Autoregression, often abbreviated as AR, is a fundamental concept in time series analysis and forecasting. It’s a model that relates a variable to its own past values. Autoregressive models are used to capture and represent temporal dependencies within a time series data.

Here are the key characteristics of autoregressive models:

  1. Lagged Values: In autoregression, the current value of a time series is modeled as a linear combination of its past values (lags). This means that the value at time “t” is a function of the values at times “t-1,” “t-2,” and so on.
  2. AR(p) Model: The order of the autoregressive model is denoted as “p.” An AR(p) model includes “p” past values in the linear combination to predict the current value. For example, an AR(1) model considers only the immediately preceding value, while an AR(2) model considers the two previous values.
  3. Autoregressive Coefficients: Autoregressive models estimate coefficients for each of the lagged values. These coefficients represent the impact or contribution of each lag to the current value.
  4. Stationarity: Autoregressive models work best when applied to stationary time series data. Stationarity ensures that the statistical properties of the data do not change over time. If the data is non-stationary, differencing may be necessary before applying autoregressive modeling.

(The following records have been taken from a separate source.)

PR #104, opened 2022-08-12
Write scrip

michaelavs:
Adds SCRIP writer function

Updates User API for helpers.py section:
- Ensures alphabetical ordering
- Updates names for consistency


uxarray/_scrip.py
```diff
@@ -112,3 +113,87 @@ def _read_scrip(ext_ds):
...
+
+    More information on structured vs unstructured SCRIP files can be found here:
+    https://earthsystemmodeling.org/docs/release/ESMF_6_2_0/ESMF_refdoc/node3.html
+
+    Parameters
+    ----------
+    ext_ds : :class:`xarray.Dataset`
+        Original UGRID dataset of interest being used
+
+    outfile : :class:`string`
```
dcherian, line 136: You might considering architecting this as an "encoder" function.

That way you can

```
ds = grid.encode_scrip()  # or various other formats
# Now ds.to_netcdf or ds.to_zarr or various other formats
```

michaelavs:
Did we have a solution for the grid.write() function not being able to detect scrip based on a suffix (as it does for ugrid and exodus)?

uxarray/_scrip.py
erogluorhan: Good suggestion! I've created Issue #109 to address this. This PR could just be merged (if it is ready), and that issue could be addressed afterwards as a refactoring effort. 

@rajeeja @anissa111 @dcherian  thoughts?

uxarray/helpers.py
```diff
@@ -434,3 +434,33 @@ def _is_ugrid(ds):
         return True
     else:
         return False
+
+
+def grid_center_lat_lon(ds):
```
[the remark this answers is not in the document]
michaelavs: When Anissa and I were working on this part of the SCRIP writer function, we felt it would be a good function that users could access outside of just being for creating the grid_center_lat/lon variables in SCRIP files. There is also an implication from the ESMF gist I was looking at that implies having this as a stand alone function would be helpful in both creating ESMF and SCRIP style datasets. That said, I am more than happy to put it into the scrip file and have it as an internal API function instead. Whatever is the preference from everyone else is completely fine by me as well!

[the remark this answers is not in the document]
erogluorhan: Ok, that sounds reasonable! Then, please document its existence in user API accordingly

erogluorhan:
> Did we have a solution for the grid.write() function not being able to detect scrip based on a suffix (as it does for ugrid and exodus)?

I don't know who this question is for, but currently there does not seem to be any condition that is covering the scrip case in  `grid.write()`. @rajeeja @anissa111 any thoughts?

rljacob:
I don't think there is enough reliable metadata in mapping files to tell if one is SCRIP.  We could make that the default:  if its not UGRID or exodus, must be SCRIP.   Else we need a way for the user to optionally specify.

erogluorhan:
> I don't think there is enough reliable metadata in mapping files to tell if one is SCRIP. We could make that the default: if its not UGRID or exodus, must be SCRIP. Else we need a way for the user to optionally specify.

Thanks, @rljacob , this helps! So, I think we can proceed with @michaelavs making that default decision (the former in your suggestion), and with us creating an issue to point this out and explore if we should implement something for the latter.

docs/user_api/index.rst
```diff
@@ -35,5 +35,6 @@ Helper Functions
    helpers.calculate_spherical_triangle_jacobian
    helpers.calculate_spherical_triangle_jacobian_barycentric
    get_gauss_quadratureDG
+   helpers.grid_center_lat_lon
```
michaelavs, line 38: @erogluorhan I just added this function for the user API. I was wondering if I should re-organize this list to be in alphabetical order and add `helpers.` in front of `get_gauss_quadrature` and `get_tri_quadrature`?

erogluorhan: Yes, please do so!

erogluorhan: You can also mention this change in the PR description for future reference.

test/test_scrip.py
```diff
@@ -36,6 +36,32 @@ def test_scrip_is_not_ugrid(self):
         with self.assertRaises(KeyError):
             new_ds['grid_corner_lat']
 
+    def test_scrip_writer(self):
```
erogluorhan, line 39: Neither of these two test cases below seems to be testing against actual values, which definitely needs to be the case. I think the current implementation would give us errors at least for `lat_nodes` and `lon_nodes` calculations (i.e. they should be `double` but our calculation converts them to `int`, which is described in one of the comments below)

If we don't have a SCRIP file for that we have a corresponding UGRID file, I think the way for testing should be:

- Read in a SCRIP file and save it as a UGRID file
- Read in that saved UGRID file, and save it as a SCRIP file
- Compare all of the values in that output SCRIP file, which you calculated in `write_scrip`, to the ones in the original input SCRIP file

erogluorhan (changes requested):
Thanks for this! Please address my inline comments. In addition:

This PR is currently not touching `grid.write` at all. That means, there will not be write to SCRIP functionality from the grid object even if we get this merged. At least, please implement the assumption that was:

_Originally posted by @rljacob in https://github.com/UXARRAY/uxarray/issues/104#issuecomment-1234854790_

and 

_Originally posted by @erogluorhan in https://github.com/UXARRAY/uxarray/issues/104#issuecomment-1235583964_

After then, Issue #114 can be implemented by you or someone else.

uxarray/_scrip.py
```diff
@@ -112,3 +114,91 @@ def _read_scrip(ext_ds):
...
+    y_val = grid.Mesh2_node_y
+    x_val = grid.Mesh2_node_x
+
+    # Create empty arrays to hold lat/lon data
+    lat_nodes = np.zeros_like(f_nodes)
+    lon_nodes = np.zeros_like(f_nodes)
+
+    for i in range(len(f_nodes)):
+        lat_nodes[i] = y_val[int(f_nodes[i])]
+        lon_nodes[i] = x_val[int(f_nodes[i])]
```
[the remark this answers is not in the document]
michaelavs: I updated grid_corner and grid_center lat/lon to be type `float` (which I believe is the Python version of a double, correct me if I'm wrong). As for the suggested change for lat/lon nodes, when trying to implement that, there is an issue with the dimension of the arrays which prevents it from working. So I have just left that part as is for the time being.

test/test_scrip.py
michaelavs: I updated this test, let me know if there should be any further changes to it. I'll mark this as resolved if it looks good to you

michaelavs:
> Thanks for this! Please address my inline comments. In addition:
> 
> This PR is currently not touching `grid.write` at all. That means, there will not be write to SCRIP functionality from the grid object even if we get this merged. At least, please implement the assumption that was:
> 
> _Originally posted by @rljacob in [#104 (comment)](https://github.com/UXARRAY/uxarray/pull/104#issuecomment-1234854790)_
> 
> and
> 
> _Originally posted by @erogluorhan in [#104 (comment)](https://github.com/UXARRAY/uxarray/pull/104#issuecomment-1235583964)_
> 
> After then, Issue #114 can be implemented by you or someone else.

I have updated grid.write to now take a user input for what the desired output format will be and updated relevant tests for this change

uxarray/grid.py
```diff
@@ -160,32 +160,35 @@ def __from_ds__(self, dataset):
...
                 raise RuntimeError("File directory not found: " + outfile)
 
-        if extension == ".ugrid" or extension == ".ug":
+        if extension == "ugrid":
             _write_ugrid(self.ds, outfile, self.ds_var_names)
-        elif extension == ".g" or extension == ".exo":
+        elif extension == "exodus":
             _write_exodus(self.ds, outfile, self.ds_var_names)
+        elif extension == "scrip":
+            _write_scrip(self, outfile)
```
erogluorhan, line 191: This is not how it is supposed to be called.

test/test_helpers.py
```diff
@@ -60,3 +62,19 @@ def test_quadrature(self):
...
+        scrip_center_lon = ds_ne8['grid_center_lon']
+        scrip_center_lat = ds_ne8['grid_center_lat']
+
+        # Calculate the center_lat/lon using same dataset's corner_lat/lon
+        calc_center = ux.grid_center_lat_lon(ds_ne8)
+        calc_lat = calc_center[0]
+        calc_lon = calc_center[1]
+
+        # Test that calculated center_lat/lon is the same as actual center_lat/lon
+        self.assertEqual(scrip_center_lat.any(), calc_lat.any())
```
erogluorhan, line 79: Should test for the actual array values, not for `arrays.any()`

erogluorhan (commented):
Please address the changes needed

erogluorhan (approved):

anissa111 (approved):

The general form of an AR(p) model can be expressed as:

Xt = c + ϕ1Xt−1 + ϕ2Xt−2 + … + ϕpXt−p + ϵt

  • Xt is the value at time “t.”
  • c is a constant or intercept.
  • ϕ1, ϕ2, …, ϕp are the autoregressive coefficients.
  • Xt−1, Xt−2, …, Xt−p are the lagged values.
  • ϵt is the white noise or error term.

Estimating the autoregressive coefficients (the ϕ values) and the order of the model (p) is done using various methods, including maximum likelihood estimation. Autoregressive models are a crucial component of more advanced time series models like ARIMA (Autoregressive Integrated Moving Average) and SARIMA (Seasonal ARIMA). They are used for understanding past behavior, making short-term forecasts, and capturing trends and dependencies in time series data.

Below is a sample code in Python for fitting an Autoregressive (AR) model to a time series using the statsmodels library. This code assumes that you have a time series dataset and want to fit an AR model to it.

import numpy as np

import pandas as pd

import statsmodels.api as sm

import matplotlib.pyplot as plt

# Generate or load your time series data

# Replace this with your actual time series data

# Example: time_series = [10, 12, 15, 18, 20, ...]

# time_series = ...

# Create a pandas DataFrame from the time series

df = pd.DataFrame({'value': time_series})

# Fit an AR model

order = 1 # Order of the AR model (e.g., 1 for AR(1))

model = sm.tsa.AR(df['value'])

results = model.fit(order)

# Print the model summary

print(results.summary())

# Plot the original time series and the fitted values

plt.figure(figsize=(12, 6))

plt.plot(df['value'], label='Original Time Series')

plt.plot(results.fittedvalues, label='Fitted Values', color='red')

plt.legend()

plt.title(f'AR({order}) Model Fit')

plt.show()

In this code: Replace the time_series variable with your actual time series data. The AR model is created using sm.tsa.AR from the statsmodels library. You can specify the order of the AR model using the order variable (e.g., 1 for AR(1)). Adjust the order according to the number of lags you want to consider. The ‘results’ variable stores the results of the AR model fitting. The code then prints a summary of the model, including coefficients and statistical information. It also creates a plot showing the original time series and the fitted values from the AR model. You can further modify this code to use your own time series data and adjust the order of the AR model to fit your specific modeling needs.